Setelah berpikir, al-Walid mengatakan, “Al-Quran ini adalah sihir yang dipelajari. Muhammad mempelajarinya dari orang lain.”
Kemudian Allah menurunkan firman-Nya surat al-Muddatstsir ayat 11 : “Biarkanlah Aku bertindak terhadap orang yang Aku telah menciptakannya sendirian”, karena dia lahir dari ibunya dalam keadaan sendirian. Maka turunlah ayat ini sampai ayat 19″
Inilah tabiat penyair pecundang. Ia tau akan kebenaran, tapi tak berani mengatakannya dengan lantang. Ia tau bahwa perkataan Muhammad bukanlah syair, tapi itu adalah kalam Rabb semesta alam, tapi ia lebih tunduk dengan godaan dan lebih takut dengan ancaman para pemuka Quraisy. Kecerdasannya yang dimilikinya tak digunakan untuk mengikuti akal rasional dan hati nuraninya. Justru karena tawaran Abu Jahal, dia mau terus berfikir, merenung, berusaha keras untuk membuat narasi tuduhan akan sosok Muhammad dan apa yang dibawanya. Ketika Musyrikin yang lainnya mengatakan ia seorang penyair, orang gila, pendusta, maka al Walid memutuskan bahwa apa yang dibawa Muhammad adalah sihir yang ia pelajari dari orang lain.
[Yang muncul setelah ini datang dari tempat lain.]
Issue #114, opened 2019-02-22
GHC 8.10 checklist


RyanGlScott:
This issue serves as a reminder to do certain things before we ship a new major release that supports GHC 8.10:

* [x] Support visible dependent quantification (see also #113).
* [x] Support standalone kind signatures and `reifyTypeWithLocals`

RyanGlScott:
Fixed with the Hackage release of [`th-desugar-1.11`](http://hackage.haskell.org/package/th-desugar-1.11).

PR #126, opened 2019-09-26
Support standalone kind signatures, add reifyTypeWithLocals

RyanGlScott:
This patch:

1. Adds support for desugaring and sweetening standalone kind signatures. This is quite straightforward, as this simply requires adding a new `DKiSigD` declaration and installing the corresponding plumbing.
2. Adds support for reifying type/kind signatures in local declarations. This is accomplished with the new `dsReifyType`, `reifyTypeWithLocals_maybe`, and `reifyTypeWithLocals` functions in `L.H.T.Desugar.Reify`. This is by far the largest part of the patch, and I've added a number of test cases to increase confidence that they are implemented correctly.

Addresses one bullet point of #114.

### DIFF
--- a/.travis.yml
+++ b/.travis.yml
@@ -119,10 +119,6 @@ install:
   - |
     echo "packages: ." >> cabal.project
   - |
-    echo "source-repository-package"                             >> cabal.project
-    echo "  type:     git"                                       >> cabal.project
-    echo "  location: https://github.com/RyanGlScott/th-orphans" >> cabal.project
-    echo "  tag:      60135a6149ceff425bdcff418ff2f4a07e7bc44d"  >> cabal.project
   - "for pkg in $($HCPKG list --simple-output); do echo $pkg | sed 's/-[^-]*$//' | (grep -vE -- '^(th-desugar)$' || true) | sed 's/^/constraints: /' | sed 's/$/ installed/' >> cabal.project.local; done"
   - cat cabal.project || true
   - cat cabal.project.local || true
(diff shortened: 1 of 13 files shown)


.travis.yml
```diff
@@ -119,6 +119,10 @@ install:
   - |
     echo "packages: ." >> cabal.project
   - |
+    echo "source-repository-package"                             >> cabal.project
+    echo "  type:     git"                                       >> cabal.project
+    echo "  location: https://github.com/RyanGlScott/th-orphans" >> cabal.project
+    echo "  tag:      60135a6149ceff425bdcff418ff2f4a07e7bc44d"  >> cabal.project
```
RyanGlScott: Currently, this will only build on GHC 8.9 if I make some upstream changes to `th-orphans` so that `qReifyType` is defined in the `Quasi` instance for `ReaderT`. I'm not sure what exactly to do about this. Should we:

1. Try getting these changes merged upstream in `th-orphans` and wait until a new release of `th-desugar` emerges before landing this patch?
2. Just vendor in this fork of `th-orphans` for now, and remove it at some point before the next `th-desugar` release?
3. Something else?

goldfirere: I vote (1). If you supply a PR for th-orphans, I would imagine it would get accepted fairly quickly.

Language/Haskell/TH/Desugar/Sweeten.hs
```diff
@@ -185,6 +185,12 @@ decToTH (DPatSynSigD n ty)        = [PatSynSigD n (typeToTH ty)]
 decToTH DPatSynD{}    = patSynErr
 decToTH DPatSynSigD{} = patSynErr
 #endif
+#if __GLASGOW_HASKELL__ >= 809
+decToTH (DKiSigD n ki) = [KiSigD n (typeToTH ki)]
+#else
+decToTH (DKiSigD {})   =
+  error "Standalone kind signatures supported only in GHC 8.10+"
```
goldfirere: We could, if someone really wanted to, try to manufacture a CUSK from a standalone signature. But let's not.

.travis.yml
RyanGlScott: `th-orphans-0.13.9` now includes definitions for `qReifyType`. I've pushed a commit which requires the test suite to use this version of `th-orphans` as the minimum.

Sungguh hinanya kedustaan yang tak pernah mampu terbuktikan ini. Demi mendapat dukungan masyarakat, dan menjatuhkan sosok lawan ia rela mengada-adakan opini penuh kebohongan. Maka Allah pun membalas dengan membongkar aib Al Walid. Allah pun menurunkan beberapa ayat untuk melucuti aib-aib al Walid bin al Mughirah Al Makhzumi yang menjangkitinya selama hidupnya.
Ibn Abbas berkata, “Tidak ada yang disifati oleh Allah dengan aib-aib seperti ini kecuali al-Walid bin al-Mugirah. Aib yang menjangkitinya sepanjang hayat.” QS. Al Qolam 10-15 (Tafsir al-Jalalain) :
وَلا تُطِعْ كُلَّ حَلافٍ مَهِينٍ (١٠) هَمَّازٍ مَشَّاءٍ بِنَمِيمٍ (١١) مَنَّاعٍ لِلْخَيْرِ مُعْتَدٍ أَثِيمٍ (١٢) عُتُلٍّ بَعْدَ ذَلِكَ زَنِيمٍ (١٣) أَنْ كَانَ ذَا مَالٍ وَبَنِينَ (١٤)إِذَا تُتْلَى عَلَيْهِ آيَاتُنَا قَالَ أَسَاطِيرُ الأوَّلِينَ (١٥)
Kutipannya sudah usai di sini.